PR #1407, opened 2023-05-03
BugFix: Invalid Schema Values mapping on create flow run forms

zhen0:
https://github.com/PrefectHQ/prefect-ui-library/pull/1356 resolved https://github.com/PrefectHQ/prefect/issues/9248 for the deployment form but the issue remained when creating a flow run from a deployment.  This PR moves the logic added in https://github.com/PrefectHQ/prefect-ui-library/pull/1356 to a new DeploymentParameters component and uses that component wherever we offer the option to edit parameters. 

Resolves https://github.com/PrefectHQ/prefect/issues/9248
Also resolves https://github.com/PrefectHQ/prefect/issues/9410

PR #1412, opened 2023-05-08
Bugfix: Fix use of model value in deployment parameters component

zhen0:
Uses the prop parameters instead of deployment.parameters to set the values in the deployment form and flow run create form.  Fixes a bug introduced by #1407 which ignored values passed by the "copy to new run" button.

### DIFF
--- a/src/components/DeploymentParameters.vue
+++ b/src/components/DeploymentParameters.vue
@@ -12,6 +12,7 @@
 
   const props = defineProps<{
     deployment: Deployment,
+    modelValue: SchemaValues,
   }>()
 
   const emits = defineEmits<{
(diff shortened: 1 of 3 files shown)


src/components/DeploymentParameters.vue
```diff
@@ -30,11 +31,13 @@
 
   const parameters = computed({
     get() {
-      const source = { values: props.deployment.parameters, schema: parameterOpenApiSchema.value }
+      const source = { values: props.modelValue, schema: parameterOpenApiSchema.value }
```
znicholasbrown, line 34: Should this be taking both deployment and model value into account?

zhen0: No. We're extracting parameters from the deployment at the form level so they're passed as part of the model value. 

The only place where there's a difference between the deployment parameters and the model value is in the custom run form where we need to consider the parameter value passed as props because of the "copy to new run" option. We do the handling of those in the form and then pass the updated parameters to this component.

znicholasbrown: Got it - thanks for the explanation!

PR #1416, opened 2023-05-10
BugFix:  Add override to logs empty text color for light mode 

zhen0:
In light mode the flow run logs empty text is not showing because elsewhere we use `p-empty-text` with a light background and here we have a dark code background.  This PR adds an override to make the empty text white like the main logs container text.  It also updates the handling of the empty text for pending states. 

Current:

image

With update:
image


src/components/FlowRunLogs.vue
```diff
@@ -11,14 +11,14 @@
...
               This run is scheduled and hasn't generated logs
             </div>
-            <div v-else-if="flowRun.stateType == 'running'">
+            <div v-else-if="!isTerminalStateType(flowRun.stateType)" class="flow-run-logs__empty-text">
               Waiting for logs...
             </div>
-            <div v-else>
-              This run didn't generate Logs
+            <div v-else class="flow-run-logs__empty-text">
+              This run didn't generate logs
```
pleek91, line 21: Can we just add the class directly to `p-empty-results` rather than on each individual message? I'm guessing the "No logs match your filter criteria" also need the white test.

zhen0: image

zhen0: Sorry adding photo so don't lose it. 

The p-empty-results has an inner div that seems to conflict with whatever I set on the p-empty-results in the log container. Adding to the internal divs gives better targeting.  But good call on "No logs match your.."

pleek91: Hmm we should fix that in prefect design. But until that can we wrap all the slot text in a single div and add the class to that? So we don't keep repeating the class

pleek91 (approved):

PR #1428, opened 2023-05-17
Enhancement: The return of the work queue health icon

zhen0:
image


billpalombi:
THANK YOU! This is absolutely better. I have some longer term ideas for improving this, but they are not inconsistent with this change and I don't want to let perfect be the enemy of the good.

src/components/FlowRunWorkQueue.vue
```diff
@@ -1,16 +1,24 @@
...
+  import { isTerminalStateType } from '@/models'
 
-  defineProps<{
+  const props = defineProps<{
     workQueueName: string,
     workPoolName?: string | null,
+    flowRunState?: string | null,
   }>()
+
+  const isNotTerminal = computed(() => props.flowRunState && !isTerminalStateType(props.flowRunState))
```
zhen0, line 21: I've added a check for state here because the health of the work queue is only really relevant on upcoming and in progress runs.  Showing an unhealthy work queue icon for a run that has successfully completed feels confusing to me.

src/components/WorkPoolQueueDetails.vue
```diff
@@ -6,6 +6,16 @@
...
     </p-key-value>
 
+    <p-key-value label="Status" :alternate="alternate">
+      <template #value>
+        <WorkQueueStatusBadge v-if="workPool" :work-queue="workPoolQueue" :work-pool="workPool" />
+      </template>
+    </p-key-value>
+
+    <template v-if="workQueueStatus">
+      <p-key-value label="Last Polled" :value="workQueueStatus.lastPolled ? formatDateTimeNumeric(workQueueStatus.lastPolled) : null" :alternate="alternate" />
```
znicholasbrown, line 16: Can you move this value logic out of the template? It'll be easier to understand there

src/components/WorkQueueDetails.vue
```diff
@@ -67,7 +68,22 @@
     return num > 0 ? `${num} Deployments` : 'Deployments'
   })
 
+  const api = useWorkspaceApi()
+
   const { workQueueStatus } = useWorkQueueStatus(props.workQueue.id)
+  const workPoolArgs = computed<Parameters<typeof api.workPools.getWorkPools> | null>(() => {
```
znicholasbrown, line 74:
```suggestion
  const workPoolArgs = computed<[WorkPoolsFilter] | null>(() => {
```
We should use the filter type here - it's more explicit and easier to read

WillRaphaelson (approved):

src/components/WorkQueueStatusIcon.vue
```diff
@@ -1,31 +1,33 @@
 <template>
```
znicholasbrown, line 1: Before we merge this I'd double check that this component isn't used elsewhere - as written this will no longer work for deprecated work queues (not sure that matters but worth a callout)

znicholasbrown: If this is being used elsewhere I'd revert these changes and create a new component specifically for work pool queues - if not, please rename this component to avoid confusion

znicholasbrown (commented):
Several components are changing responsibilities from displaying information about work queues => work pool queues. We had retained these components for deprecated work queues - if these are still referenced in an application the information will be misleading. If not, we should rename the components to reflect their new responsibilities to avoid confusion (I only commented this on one of the components but it applies to all)

src/components/WorkQueueStatusIcon.vue
zhen0: Ahhh... Good call out thank you.  Let me check!

src/components/WorkQueueStatusIcon.vue
```diff
@@ -1,31 +1,33 @@
...
   import { computed } from 'vue'
   import { useWorkQueueStatus, useWorkspaceApi } from '@/compositions'
 
   const props = defineProps<{
     workQueueName: string,
+    workPoolName: string,
   }>()
 
   const api = useWorkspaceApi()
+  const workPoolQueueArgs = computed<Parameters<typeof api.workPoolQueues.getWorkPoolQueueByName> | null>(() => [props.workPoolName, props.workQueueName])
```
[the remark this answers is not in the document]
pleek91: +1 to these. At one point I think I recommended using the Parameters utility type for these but I've also transitioned to using the actual types. Much easier to read and its a lot shorter.

src/components/WorkQueueStatusIcon.vue
zhen0: I'm not sure those components are actively being used but I've copied the updates to a new WorkPoolQueueStatusBadge and WorkPoolQueueStatusIcon components and reverted the WorkQueueStatusBadge, WorkQueueStatusIcon, WorkQueueDetails and WorkQueuesTable components.  This should give us cover if there are any old work queues out there and make it easier to remove those deprecated components when we think we can.

znicholasbrown: Thank you @zhen0!!

znicholasbrown (approved):

PR #1430, opened 2023-05-17
Feature: Deployment tags input

znicholasbrown:
Adds a new component for selecting deployment tags that simulates a tags lookup - adds it to the flows filter group used in flow lists


brandonreid (approved):

src/components/DeploymentTagsInput.vue
```diff
@@ -0,0 +1,43 @@
...
+
+  const filter = computed<DeploymentsFilter>(() => {
+    return {
+      ...props.filter,
+    }
+  })
+
+  const { deployments } = useDeployments(filter)
+  const tagList = computed(() => deployments.value?.flatMap(deployment => deployment.tags ?? []))
+  const options = computed(() => [...new Set(tagList.value)])
```
pleek91, line 42: there's a `unique` array utility for this.

src/components/DeploymentTagsInput.vue
```diff
@@ -0,0 +1,43 @@
...
+    set(value) {
+      emits('update:selected', value)
+    },
+  })
+
+  const filter = computed<DeploymentsFilter>(() => {
+    return {
+      ...props.filter,
+    }
+  })
```
pleek91, line 38: `useDeployments` accepts an undefined ref so rather than a computed for this I'd just do `const { filter } = toRefs(props)`. Little cleaner and more performant.

src/components/DeploymentTagsInput.vue
pleek91, line 42: I'd combine these into a single computed as well.

src/components/FlowsFilterGroup.vue
```diff
@@ -6,7 +6,12 @@
       </p-label>
 
       <p-label :label="localization.info.deploymentTags">
-        <p-tags-input v-model="filter.flowRuns.tags.name" :empty-message="localization.info.all" :placeholder="localization.info.addTagPlaceholder" class="flows-filter-group__deployment-tags" />
+        <DeploymentTagsInput
+          v-model:selected="filter.flowRuns.tags.name"
+          v-model="filter.flowRuns.tags.name"
```
pleek91, line 11: Why is there two v-models on this?

znicholasbrown: Ah bad copy-paste - let me update

src/components/DeploymentTagsInput.vue
znicholasbrown: Hm the overload for `useDeployments` isn't quite correct - but ` const { filter = {} } = toRefs<{ filter?: DeploymentsFilter }>(props)` works. I'm not gonna dig into that more tbh

znicholasbrown:
Addressed your comments @pleek91 - once you sign off on those I'll bring the changes to #1432 as well

pleek91 (approved):
LGTM!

════════════════

* _What you need to do_:
Please find how many lines in the records hold "have", then give that number with nothing else.

* _Response to this exercise_:
2